___ Supplied material

PR #841, opened 2018-02-07
Extract migration cleanup into standalone functions

### LINKED ISSUE #840: Migration Cleanup: Convert to Cron
To better support client code (that could be very long running), we should convert the cleanup routines to a cron job instead of direct CLI command.

nickdaugherty:
So we can use it via CLI, or wp cron

Adds a wp cron entry point

Fixes #840

### DIFF
--- a/vip-helpers/vip-migrations.php
+++ b/vip-helpers/vip-migrations.php
@@ -1,0 +1,59 @@
+<?php
+
+add_action( 'vip_post_migration', 'vip_post_migration' );
+
+function vip_post_migration() {
+	if ( is_multisite() ) {
+		$sites = get_sites();
+
+		foreach( $sites as $site ) {
+			switch_to_blog( $site['blog_id'] );
+
+			vip_run_post_migration_cleanup();
+
+			restore_current_blog();
+		}
+
+		return true;
+	} else {
+		return vip_run_post_migration_cleanup();
+	}
+}
+
+function vip_run_post_migration_cleanup() {
+	/**
+	 * Fires on migration cleanup
+	 *
+	 * Migration cleanup runs on VIP Go during the initial site setup
+	 * and after database imports. This hook can be used to add additional
+	 * cleanup for a given site.
+	 */
+	do_action( 'vip_go_migration_cleanup' );
+
+	vip_delete_db_transients();
+
+	wp_cache_flush();
+
+	vip_connect_jetpack();
+	vip_connect_vaultpress();
+
+	return true;
+}
+
+function vip_delete_db_transients() {
+	global $wpdb;
+
+	return $wpdb->query(
+		"DELETE FROM $wpdb->options
+		WHERE option_name LIKE '\_transient\_%'
+		OR option_name LIKE '\_site\_transient\_%'"
+	);
+}
+
+function vip_connect_jetpack() {
+	return \WP_CLI::runcommand( sprintf( 'jetpack-start connect --url=%s', home_url() ) );
+}
+
+function vip_connect_vaultpress() {
+	return \WP_CLI::runcommand( sprintf( 'vaultpress register_via_jetpack --url=%s', home_url() ) );
+}
--- a/vip-helpers/vip-migrations.php
+++ b/vip-helpers/vip-migrations.php
@@ -53,11 +53,15 @@ function delete_db_transients() {
 function connect_jetpack() {
 	if ( defined( 'WP_CLI' ) && WP_CLI && class_exists( 'WP_CLI' ) ) {
 		\WP_CLI::runcommand( sprintf( 'jetpack-start connect --url=%s', home_url() ) );
+	} else {
+		trigger_error( 'Cannot connect JP outside of a WP_CLI context, skipping', E_USER_WARNING );
 	}
 }
 
 function connect_vaultpress() {
 	if ( defined( 'WP_CLI' ) && WP_CLI && class_exists( 'WP_CLI' ) ) {
 		\WP_CLI::runcommand( sprintf( 'vaultpress register_via_jetpack --url=%s', home_url() ) );
+	} else {
+		trigger_error( 'Cannot connect VaultPress outside of a WP_CLI context, skipping', E_USER_WARNING );
 	}
 }
--- a/vip-helpers/vip-migrations.php
+++ b/vip-helpers/vip-migrations.php
@@ -1,26 +1,28 @@
 <?php
 
-add_action( 'vip_after_data_migration', 'vip_after_data_migration' );
+namespace Automattic\VIP\Migration;
 
-function vip_after_data_migration() {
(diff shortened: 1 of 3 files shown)


vip-helpers/vip-migrations.php
```diff
@@ -0,0 +1,59 @@
...
+
+	return $wpdb->query(
+		"DELETE FROM $wpdb->options
+		WHERE option_name LIKE '\_transient\_%'
+		OR option_name LIKE '\_site\_transient\_%'"
+	);
+}
+
+function vip_connect_jetpack() {
+	return \WP_CLI::runcommand( sprintf( 'jetpack-start connect --url=%s', home_url() ) );
```
joshbetz: Is this going to work in a non-WP_CLI context?

nickdaugherty: 🤷‍♂️

simonwheatley: I think this will work:

```
$ wp shell
wp> \WP_CLI::runcommand( sprintf( 'jetpack-start connect --url=%s', home_url() ) );
- Jetpack is already connected
-- Everything looks good!
Success: All done! Welcome to Jetpack! ✈️️✈️️✈️️
=> phar:///root/roles/docker-container-vip-web/usr/local/bin/wp/vendor/wp-cli/shell-command/src/WP_CLI/REPL.php:43:
NULL
```

joshbetz: `wp shell` is a WP_CLI context though.

joshbetz: I think we should at least wrap these in `function_exists()` checks.

nickdaugherty: Added a check in f16530a

nickdaugherty:
Ready for review - have tested both CLI and cron on standard and multisite installs.

vip-helpers/vip-migrations.php
```diff
@@ -0,0 +1,67 @@
+<?php
+
```
mjangda: Should we use a namespace for consistency with new code? Maybe `Automattic\VIP\Migration`?

vip-helpers/vip-migrations.php
```diff
@@ -0,0 +1,67 @@
...
+	/**
+	 * Fires on migration cleanup
+	 *
+	 * Migration cleanup runs on VIP Go during the initial site setup
+	 * and after database imports. This hook can be used to add additional
+	 * cleanup for a given site.
+	 */
+	do_action( 'vip_go_migration_cleanup' );
+
+	vip_delete_db_transients();
```
mjangda: Should we just hook these functions into `vip_go_migration_cleanup` instead? It would simplify the wp-cli as well as get rid of the duplication. For the dry run, we could just list out the callback names that would fire (or just remove the dry-run).

vip-helpers/vip-migrations.php
```diff
@@ -0,0 +1,67 @@
...
+
+	wp_cache_flush();
+
+	vip_connect_jetpack();
+	vip_connect_vaultpress();
+
+	return true;
```
mjangda: The `return` is unnecessary here.

vip-helpers/vip-migrations.php
```diff
@@ -0,0 +1,67 @@
...
+		WHERE option_name LIKE '\_transient\_%'
+		OR option_name LIKE '\_site\_transient\_%'"
+	);
+}
+
+function vip_connect_jetpack() {
+	if ( defined( 'WP_CLI' ) && WP_CLI && class_exists( 'WP_CLI' ) ) {
+		return \WP_CLI::runcommand( sprintf( 'jetpack-start connect --url=%s', home_url() ) );
+	}
+
```
mjangda: Should we trigger a warning here since the function is being called incorrectly (i.e. outside wp-cli context)?

vip-helpers/vip-migrations.php
```diff
@@ -0,0 +1,67 @@
...
+	return false;
+}
+
+function vip_connect_vaultpress() {
+	if ( defined( 'WP_CLI' ) && WP_CLI && class_exists( 'WP_CLI' ) ) {
+		return \WP_CLI::runcommand( sprintf( 'vaultpress register_via_jetpack --url=%s', home_url() ) );
+	}
+
```
mjangda: Same as above about the warning.

vip-helpers/vip-migrations.php
```diff
@@ -0,0 +1,67 @@
...
+			switch_to_blog( $site->blog_id );
+
+			vip_run_after_data_migration_cleanup();
+
+			restore_current_blog();
+		}
+
+		return true;
+	} else {
+		return vip_run_after_data_migration_cleanup();
```
mjangda: The `return`s are unnecessary here.

vip-helpers/vip-migrations.php
```diff
@@ -0,0 +1,67 @@
...
+	return true;
+}
+
+function vip_delete_db_transients() {
+	global $wpdb;
+
+	return $wpdb->query(
+		"DELETE FROM $wpdb->options
+		WHERE option_name LIKE '\_transient\_%'
+		OR option_name LIKE '\_site\_transient\_%'"
```
mjangda: I know this is old code, but probably worth adding a sane `LIMIT` (plus a loop to make sure we get all the entries)? Could probably do in a separate PR.

vip-helpers/vip-migrations.php
nickdaugherty: 👍 - f393c5c

vip-helpers/vip-migrations.php
nickdaugherty: Good idea - 1c271e3

vip-helpers/vip-migrations.php
nickdaugherty: IMO it's ok to keep them separate - the CLI command has a slightly different use case as it is meant to also cleanup jp/vp options (which the cron event doesn't as that's already happened). I can imagine it could diverge further in the future.

vip-helpers/vip-migrations.php
nickdaugherty: Good idea - f393c5c

vip-helpers/vip-migrations.php
nickdaugherty: 👍 https://github.com/Automattic/vip-go-mu-plugins/issues/842

vip-helpers/vip-migrations.php
nickdaugherty: Moved it to the same func that's called by cron in https://github.com/Automattic/vip-go-mu-plugins/pull/841/commits/a04c34c80a944813ec0cc49007556278e6cccbf7

nickdaugherty:
r105534-deploy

______

In the records above, tally the lines where the word "joshbetz" appears, and give the number and nothing else.

* **Task answer**
3